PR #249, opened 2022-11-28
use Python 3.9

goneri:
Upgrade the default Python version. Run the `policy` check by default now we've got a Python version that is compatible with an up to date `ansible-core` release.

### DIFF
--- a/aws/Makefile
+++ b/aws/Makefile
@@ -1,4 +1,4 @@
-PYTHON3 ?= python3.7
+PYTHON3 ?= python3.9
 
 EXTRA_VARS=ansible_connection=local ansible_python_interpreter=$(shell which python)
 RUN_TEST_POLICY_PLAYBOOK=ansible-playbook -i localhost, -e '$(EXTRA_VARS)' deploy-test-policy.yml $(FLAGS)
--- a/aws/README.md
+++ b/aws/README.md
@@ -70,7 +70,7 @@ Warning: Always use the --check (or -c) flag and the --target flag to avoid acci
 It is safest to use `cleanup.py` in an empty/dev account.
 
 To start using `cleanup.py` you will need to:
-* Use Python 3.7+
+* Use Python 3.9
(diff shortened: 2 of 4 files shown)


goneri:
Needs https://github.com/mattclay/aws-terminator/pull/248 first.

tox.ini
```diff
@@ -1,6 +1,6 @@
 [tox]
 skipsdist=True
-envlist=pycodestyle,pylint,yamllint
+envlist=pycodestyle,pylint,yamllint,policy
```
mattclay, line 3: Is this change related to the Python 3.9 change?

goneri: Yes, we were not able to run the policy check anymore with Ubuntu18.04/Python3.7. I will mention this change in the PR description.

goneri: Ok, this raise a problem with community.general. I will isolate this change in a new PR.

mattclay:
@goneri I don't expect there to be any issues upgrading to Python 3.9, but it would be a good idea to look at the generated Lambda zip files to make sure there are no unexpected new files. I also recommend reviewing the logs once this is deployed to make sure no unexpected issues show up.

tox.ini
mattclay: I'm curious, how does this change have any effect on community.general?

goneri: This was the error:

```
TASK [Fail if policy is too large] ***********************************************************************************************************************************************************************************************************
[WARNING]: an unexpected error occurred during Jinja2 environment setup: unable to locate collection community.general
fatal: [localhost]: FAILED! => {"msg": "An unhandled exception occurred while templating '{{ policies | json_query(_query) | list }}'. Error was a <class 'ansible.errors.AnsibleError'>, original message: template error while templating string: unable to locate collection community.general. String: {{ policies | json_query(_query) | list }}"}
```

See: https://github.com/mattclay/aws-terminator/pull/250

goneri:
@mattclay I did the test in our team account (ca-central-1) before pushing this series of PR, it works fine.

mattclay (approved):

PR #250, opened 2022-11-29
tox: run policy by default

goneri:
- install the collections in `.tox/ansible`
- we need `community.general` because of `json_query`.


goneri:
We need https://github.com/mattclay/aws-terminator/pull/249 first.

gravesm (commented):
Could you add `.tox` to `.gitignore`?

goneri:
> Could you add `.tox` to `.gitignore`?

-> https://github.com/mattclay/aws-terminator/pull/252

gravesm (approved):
◆ ◆ ◆ ◆
- TASK DETAILS
All of the entries above must be quoted exactly.

- SOLUTION FOR THIS EXERCISE
PR #249, opened 2022-11-28
use Python 3.9

goneri:
Upgrade the default Python version. Run the `policy` check by default now we've got a Python version that is compatible with an up to date `ansible-core` release.

### DIFF
--- a/aws/Makefile
+++ b/aws/Makefile
@@ -1,4 +1,4 @@
-PYTHON3 ?= python3.7
+PYTHON3 ?= python3.9
 
 EXTRA_VARS=ansible_connection=local ansible_python_interpreter=$(shell which python)
 RUN_TEST_POLICY_PLAYBOOK=ansible-playbook -i localhost, -e '$(EXTRA_VARS)' deploy-test-policy.yml $(FLAGS)
--- a/aws/README.md
+++ b/aws/README.md
@@ -70,7 +70,7 @@ Warning: Always use the --check (or -c) flag and the --target flag to avoid acci
 It is safest to use `cleanup.py` in an empty/dev account.
 
 To start using `cleanup.py` you will need to:
-* Use Python 3.7+
+* Use Python 3.9
(diff shortened: 2 of 4 files shown)


goneri:
Needs https://github.com/mattclay/aws-terminator/pull/248 first.

tox.ini
```diff
@@ -1,6 +1,6 @@
 [tox]
 skipsdist=True
-envlist=pycodestyle,pylint,yamllint
+envlist=pycodestyle,pylint,yamllint,policy
```
mattclay, line 3: Is this change related to the Python 3.9 change?

goneri: Yes, we were not able to run the policy check anymore with Ubuntu18.04/Python3.7. I will mention this change in the PR description.

goneri: Ok, this raise a problem with community.general. I will isolate this change in a new PR.

mattclay:
@goneri I don't expect there to be any issues upgrading to Python 3.9, but it would be a good idea to look at the generated Lambda zip files to make sure there are no unexpected new files. I also recommend reviewing the logs once this is deployed to make sure no unexpected issues show up.

tox.ini
mattclay: I'm curious, how does this change have any effect on community.general?

goneri: This was the error:

```
TASK [Fail if policy is too large] ***********************************************************************************************************************************************************************************************************
[WARNING]: an unexpected error occurred during Jinja2 environment setup: unable to locate collection community.general
fatal: [localhost]: FAILED! => {"msg": "An unhandled exception occurred while templating '{{ policies | json_query(_query) | list }}'. Error was a <class 'ansible.errors.AnsibleError'>, original message: template error while templating string: unable to locate collection community.general. String: {{ policies | json_query(_query) | list }}"}
```

See: https://github.com/mattclay/aws-terminator/pull/250

goneri:
@mattclay I did the test in our team account (ca-central-1) before pushing this series of PR, it works fine.

mattclay (approved):

PR #250, opened 2022-11-29
tox: run policy by default

goneri:
- install the collections in `.tox/ansible`
- we need `community.general` because of `json_query`.


goneri:
We need https://github.com/mattclay/aws-terminator/pull/249 first.

gravesm (commented):
Could you add `.tox` to `.gitignore`?

goneri:
> Could you add `.tox` to `.gitignore`?

-> https://github.com/mattclay/aws-terminator/pull/252

gravesm (approved):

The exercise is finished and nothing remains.